Saved entries:

==================================================

PR #363, opened 2013-01-11
add repositories section to quick-start SimpleJob pom.xml

heuermh:
The java SimpleJob quick start example will not build without the repositories section in the pom.xml

### DIFF
--- a/docs/quick-start.md
+++ b/docs/quick-start.md
@@ -200,6 +200,16 @@ To build the job, we also write a Maven `pom.xml` file that lists Spark as a dep
   <name>Simple Project</name>
   <packaging>jar</packaging>
   <version>1.0</version>
+  <repositories>
+    <repository>
+      <id>Spray.cc repository</id>
+      <url>http://repo.spray.cc</url>
+    </repository>
+    <repository>
+      <id>Typesafe repository</id>
+      <url>http://repo.typesafe.com/typesafe/releases</url>
+    </repository>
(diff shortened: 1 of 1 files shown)


pwendell:
What version of maven are you using? We have these repositories in the scala quickstart, but I was able to get maven building without specifying the repositories directly. At least in some versions, Maven will follow transitive repository references that are present in our own maven pom.

I'm all for adding this in any case, but just wondering.

heuermh:
$ mvn -version
Apache Maven 3.0.4 (r1232337; 2012-01-17 02:44:56-0600)
Maven home: /Users/xxx/bin/maven-latest
Java version: 1.7.0_12-ea, vendor: Oracle Corporation
Java home: /Library/Java/JavaVirtualMachines/jdk1.7.0_12.jdk/Contents/Home/jre
Default locale: en_US, platform encoding: UTF-8
OS name: "mac os x", version: "10.7.5", arch: "x86_64", family: "mac"

pwendell:
Ah maybe it was a change in maven 3. LGTM!

heuermh:
Do you have a Nexus proxy set up to mirror those repositories?  That would hide third party repository resolution failures from maven.

pwendell:
That would be really nifty to have in the future, but no, we don't have
that yet.

mateiz:
Thanks for the fix. Let's just have this repos section for now.

PR #364, opened 2013-01-11
Executor and JobDescription JSON support added

tysonjh:
I added the implicit json writers for Executor and JobDescription and modified the jobId query. 

The updated jobId query is optimal because:
1. Array.find method is called on MasterState's completedJobs only if no matching job is found in activeJobs
2. Creating a new collection from the ++ operation is avoided

The downside is that the updated version is arguably less concise and more lines of code. Overall I believe a positive.

### DIFF
--- a/core/src/main/scala/spark/deploy/JsonProtocol.scala
+++ b/core/src/main/scala/spark/deploy/JsonProtocol.scala
@@ -1,6 +1,7 @@
 package spark.deploy
 
 import master.{JobInfo, WorkerInfo}
+import worker.ExecutorRunner
 import cc.spray.json._
 
 /**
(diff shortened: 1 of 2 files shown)


core/src/main/scala/spark/deploy/JsonProtocol.scala
```diff
@@ -51,7 +70,9 @@ private[spark] object JsonProtocol extends DefaultJsonProtocol {
       "cores" -> JsNumber(obj.cores),
       "coresused" -> JsNumber(obj.coresUsed),
       "memory" -> JsNumber(obj.memory),
-      "memoryused" -> JsNumber(obj.memoryUsed)
```
tysonjh, line 54: Not sure why this shows up

mateiz:
Great, thanks Tyson!

PR #365, opened 2013-01-11
Improve sleeping algorithm for rate limiting output streams

ryanlecompte:
This pull request contains minor cleanup, and also a more accurate approach to sleeping when we determine that we need to throttle down the rate at which we are writing bytes. This is based on the way Kafka does it via their Throttler utility class. Previously we were always sleeping a static 5ms when throttling down.

### DIFF
--- a/core/src/main/scala/spark/util/RateLimitedOutputStream.scala
+++ b/core/src/main/scala/spark/util/RateLimitedOutputStream.scala
@@ -31,7 +31,7 @@ class RateLimitedOutputStream(out: OutputStream, bytesPerSec: Int) extends Outpu
   def waitToWrite(numBytes: Int) {
     while (true) {
       val now = System.nanoTime
-      val elapsedSecs = SECONDS.convert(max(now - lastSyncTime, 1), NANOSECONDS)
+      val elapsedSecs = SECONDS.convert(math.max(now - lastSyncTime, 1), NANOSECONDS)
       val rate = bytesWrittenSinceSync.toDouble / elapsedSecs
       if (rate < bytesPerSec) {
         // It's okay to write; just update some variables and return
--- a/core/src/main/scala/spark/util/RateLimitedOutputStream.scala
+++ b/core/src/main/scala/spark/util/RateLimitedOutputStream.scala
@@ -41,6 +41,7 @@ class RateLimitedOutputStream(out: OutputStream, bytesPerSec: Int) extends Outpu
           lastSyncTime = now
           bytesWrittenSinceSync = numBytes
         }
+        return
       } else {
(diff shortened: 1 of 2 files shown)


ryanlecompte:
For reference: https://github.com/kafka-dev/kafka/blob/master/core/src/main/scala/kafka/utils/Throttler.scala

ryanlecompte:
Replaced the missing return. Thanks @karthik7thrn !

ryanlecompte:
FYI - added a unit test for the rate limiting as well.

ryanlecompte:
I was able to get rid of the return after all. :)

core/src/main/scala/spark/util/RateLimitedOutputStream.scala
```diff
@@ -1,9 +1,14 @@
...
 
+import scala.annotation.tailrec
+
 import java.io.OutputStream
+import java.util.concurrent.TimeUnit._
 
 class RateLimitedOutputStream(out: OutputStream, bytesPerSec: Int) extends OutputStream {
-  var lastSyncTime = System.nanoTime()
+  val SyncIntervalNs = NANOSECONDS.convert(10, SECONDS)
+  val ChunkSize = 8192
```
mateiz: Call this CHUNK_SIZE since we've used uppercase constant names in the rest of the code

core/src/test/scala/spark/util/RateLimitedOutputStreamSuite.scala
```diff
@@ -0,0 +1,23 @@
...
+
+class RateLimitedOutputStreamSuite extends FunSuite {
+
+  private def benchmark[U](f: => U): Long = {
+    val start = System.nanoTime
+    f
+    System.nanoTime - start
+  }
+
+  test("write") {
```
mateiz, line 15: I'm a little wary to have tests that depend on real-world time in the code, since things like garbage collection can cause them to fail nondeterministically. Ideally we would use a Clock abstraction here, but we can keep this for now and see whether it breaks.

ryanlecompte:
I just updated to use uppercase/snake-cased constants. Sorry about that, I'm still getting familiar with the Spark code base and had used a pattern that I picked up from the Akka code base.

core/src/test/scala/spark/util/RateLimitedOutputStreamSuite.scala
ryanlecompte, line 15: I thought about using a clock abstraction here also but wasn't sure if Spark had a pattern/way to annotate time-sensitive tests like this or what the general pattern Spark uses for time-sensitive tests. I agree that we can change this to use a Clock abstraction if we see that it breaks, etc.

mateiz:
Great, thanks!

PR #978, opened 2025-02-06
note on k8s RBAC for custom DO roles

d-honeybadger:
There are some gotchas on how Custom Roles work inside k8s clusters.


loosla (approved):
:+1: Looks good to me

PR #985, opened 2025-02-20
getagent parity with internal api

paperspaceBen:
this makes the getagent /v2/gen-ai/agents/<uuid> return the same data as the internal api endpoint. adding data that was missing for a customer


danaelhe (approved):
lgtm 👍

PR #986, opened 2025-03-04
Remove auth 1click list from docs

alexeigutium:
1-clicks list is a fully public endpoint and token isn't needed. This PR fixes documentation: token info is removed from list 1clicks information


danaelhe (approved):
good catch 👍

PR #989, opened 2025-03-11
APPS-10258: Update auth token scopes for apps APIs

greeshmapill:
Update token permissions on create app deployment and app exec endpoints to improve access control.

Note that, both the previous and the new permission for these endpoints are currently allowed. We choose to just go with the new permissions in the doc to make sure users creating a new token use the ones that will work in the future.
The old permissions will be retired after customer comms and on completion of notice period following that.


loosla (approved):
:+1:

PR #991, opened 2025-03-18
APPS-10258: Update auth token scope for get exec API

greeshmapill:
Missed to update scope for app exec per deployment API in https://github.com/digitalocean/openapi/pull/989


loosla (approved):
:rocket:  Thank you

PR #958, opened 2025-01-02
Add Spaces Key API

lee-aaron:
OBJECT-6022

This adds information about the Spaces Key API to the OpenAPI spec.

I can add a `[Beta]` tag somewhere if needed as users would need to be on the flipper to access this!

PR #993, opened 2025-03-20
Add Spaces Key API Updated

amahajan-do:
OBJECT-6022

This adds information about the Spaces Key API to the OpenAPI spec.

This PR supersedes #958


andrewsomething (approved):
:+1:  LGTM, thanks for the updates!

For posterity, here is the diff against https://github.com/digitalocean/openapi/pull/958

PR #998, opened 2025-03-26
Add Partner Network Connect

beardicus:
Adds Partner Network Connect. Releases April 1.

### DIFF
--- a/specification/resources/partner_network_connect/partner_attachment_create.yml
+++ b/specification/resources/partner_network_connect/partner_attachment_create.yml
@@ -1,6 +1,11 @@
-operationId: create_partner_attachment
+operationId: attachments_create
 
 summary: Create a new partner attachment
+
+description: |
+  To create a new partner attachment, send a `POST` request to 
+  `/v2/partner_network_connect/attachments` with a JSON object containing the
+  required configuration details.
 
 tags:
   - Partner Network Connect
--- a/specification/resources/partner_network_connect/partner_attachment_create.yml
+++ b/specification/resources/partner_network_connect/partner_attachment_create.yml
@@ -25,6 +25,9 @@ responses:
 
   '404':
     $ref: '../../shared/responses/not_found.yml'
+  
+  '422':
+    $ref: '../../shared/responses/unprocessable_entity.yml'
 
   '429':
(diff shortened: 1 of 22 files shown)


specification/resources/partner_network_connect/partner_attachment_create.yml
```diff
@@ -0,0 +1,40 @@
...
+responses:
+  '202':
+    $ref: 'responses/single_partner_attachment.yml'
+
+  '401':
+    $ref: '../../shared/responses/unauthorized.yml'
+
+  '404':
+    $ref: '../../shared/responses/not_found.yml'
+
```
loosla, line 28: Could you add 422 response code for create?

I was able to get it with this in response:
`"id":"unprocessable_entity","message":"invalid NaaS Provided"
`

beardicus: added the shared `unprocessable_entity` blurb.

specification/resources/partner_network_connect/partner_attachment_delete.yml
```diff
@@ -0,0 +1,36 @@
...
+  `/v2/partner_network_connect/attachments/{pa_id}`.
+
+tags:
+  - Partner Network Connect
+
+parameters:
+  - $ref: 'parameters.yml#/pa_id'
+
+responses:
+  '202':
```
loosla, line 16: Could you double check please if we have a response body on delete please?
Usually the successful Delete returns 204 without any body in response.

loosla (dismissed):
:rocket: Please address the comment about Delete :pray:

specification/resources/partner_network_connect/partner_attachment_delete.yml
beardicus: I just checked and it does return a response body where `"state": "DELETING"`.

loosla: Thanks a lot for check it.
Could you update the response then? :pray: 

That's how it looks for me (doesn't have "state", but includes multiple other fields which I suppose are not there)
Screenshot from 2025-03-26 20-05-16

loosla (approved):
Thank you :rocket:

PR #999, opened 2025-03-31
Update kubernetes API spec: cluster status messages

kperath:
tested locally with `make  preview`

### DIFF
--- a/specification/resources/kubernetes/responses/status_messages.yml
+++ b/specification/resources/kubernetes/responses/status_messages.yml
@@ -1,0 +1,16 @@
+description: |
+  The response is a JSON object which contains status messages for a Kubernetes cluster. Each message object contains a timestamp and an indication of what issue the cluster is experiencing at a given time.
+
+
+headers:
+  ratelimit-limit:
+    $ref: '../../../shared/headers.yml#/ratelimit-limit'
+  ratelimit-remaining:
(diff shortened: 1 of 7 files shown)


specification/resources/kubernetes/responses/status_messages.yml
```diff
@@ -0,0 +1,16 @@
...
+    $ref: '../../../shared/headers.yml#/ratelimit-limit'
+  ratelimit-remaining:
+    $ref: '../../../shared/headers.yml#/ratelimit-remaining'
+  ratelimit-reset:
+    $ref: '../../../shared/headers.yml#/ratelimit-reset'
+
+content:
+  application/json:
+    schema:
+      $ref: '../models/status_messages.yml'
```
andrewsomething, line 16: This is an array or `messages` not a single message, right?

```suggestion
      properties:
        messages:
          type: array
          items:
            $ref: "../models/status_messages.yml"
```

andrewsomething (changes requested):
Overall looks great, but one question in-line.

specification/resources/kubernetes/responses/status_messages.yml
kperath: Ah yes ty!!!

andrewsomething (approved):
:+1:  LGTM

PR #1001, opened 2025-04-02
Update operation IDs for partner attachment endpoints

andrewsomething:
This updates the operation IDs for the partner attachment endpoints so that the generated pydo client follows the same naming scheme as we used in godo.


loosla (approved):
Thanks Andrew :pray:

PR #1006, opened 2025-04-25
APPS-11069: Add spec for app health API

greeshmapill:
Exposes new http API to fetch health of app components.


loosla (approved):
Excellent job :rocket:  Thank you

PR #1007, opened 2025-04-28
Get Partner Attachment via ID 

anup-deka:
Added curl, go and python examples for get partner attachment via id

### DIFF
--- a/specification/resources/partner_network_connect/models/partner_attachment.yml
+++ b/specification/resources/partner_network_connect/models/partner_attachment.yml
@@ -93,6 +93,13 @@ partner_attachment:
         - ee1ad867-7026-44a5-bfcc-2587b52e1291
       description: An array of associated partner attachment UUIDs.
       x-order: 12
+    redundancy_zone:
+      type: string
+      format: string
+      readOnly: true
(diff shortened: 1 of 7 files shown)


specification/resources/partner_network_connect/models/partner_attachment.yml
```diff
@@ -93,6 +93,13 @@ partner_attachment:
         - ee1ad867-7026-44a5-bfcc-2587b52e1291
       description: An array of associated partner attachment UUIDs.
       x-order: 12
+    redundancy_zone:
```
loosla, line 96: Could you confirm with the network team if it's ok to add `redundancy_zone` to the model and it looks correct (as Andrew advised on a call)? :pray: 

The rest looks great! Good job.

If you want, you can just remove changes for `redundancy_zone` and create a separate PR for it when you get a response from the network team. It's up to you. Ping me again if you want to go this way, I'll approve your PR then.

anup-deka: Yeah, Sure I will add changes related to `redundancy_zone ` in another PR

PR #1161, opened 2026-04-22
Add v1/messages and v1/embeddings

SSharma-10:
Added support for the /v1/messages and /v1/embeddings endpoint


harshmaru7 (approved):
**LGTM**

PR #1166, opened 2026-04-28
APPS-13774: add custom error page URL to app ingress

Gborgman05:
Added field to reflect new functionality in app specification.

### DIFF
--- a/specification/resources/apps/models/app_ingress_spec.yml
+++ b/specification/resources/apps/models/app_ingress_spec.yml
@@ -5,4 +5,11 @@ properties:
     type: array
     items:
       $ref: app_ingress_spec_rule.yml
+  custom_error_page_url:
+    type: string
+    description: |-
+      Optional HTTPS URL of a custom error page to display when the app is unreachable. The
+      page is shown in a full-viewport iframe. If omitted, the default platform error page
+      is used.
+    example: https://status.example.com/app-unavailable
 description: Specification for app ingress configurations.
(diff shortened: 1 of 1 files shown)


specification/resources/apps/models/app_ingress_spec.yml
```diff
@@ -5,4 +5,11 @@ properties:
     type: array
     items:
       $ref: app_ingress_spec_rule.yml
+  custom_error_page_url:
```
Bala-Nallamilli, line 8: Hey, quick clarification before I approve — the PR title says "error **redirects**" but the description on this field says the page is rendered in a full-viewport **iframe**. Those are pretty different behaviors:

- **Redirect (302)** → browser navigates away to the URL, user leaves our domain.
- **Iframe embed** → user stays on our error page, customer's URL is loaded inside a frame.

Which one is the platform actually doing? Want to make sure the field name, description, and PR title all line up. If it's truly an iframe, `custom_error_page_url` is fine. If it's a redirect, something like `error_redirect_url` might read more accurately.

Also two minor things while I'm here:

- Since the description says HTTPS-only, worth tightening the schema with `format: uri` (and maybe `pattern: '^https://'`) so SDK consumers know up front instead of finding out via a 4xx.
- If it's an iframe, a one-liner noting the target page must allow framing (no `X-Frame-Options: DENY` / restrictive CSP) would save support tickets later.

Nothing blocking — happy to approve once the redirect-vs-iframe bit is sorted.

Gborgman05: Hey, Happy to clarify:
This is not a redirect, this is an embedded iframe, the user stays on our error page and the customer's URL is loaded if defined. I will update the PR title to clarify. 

I will implement the two suggestions to improve here. 
Thanks for the feedback!

Bala-Nallamilli (approved):
LGTM

harshmaru7 (approved):

PR #1170, opened 2026-05-13
Update DI update curl to latest deployment spec

alekhyarao1218-wq:
Updated the Dedicated Inference update curl example to align with the latest deployment spec structure.

Testing

- Verified YAML formatting.

- Compared update example with latest create example for consistency.


guptado (approved):

RohithSangati (approved):
LGTM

==================================================

_What the exercise asks_: Counting only lines above that contain the string "github", report how many there are and write nothing further.

_Task result_: 3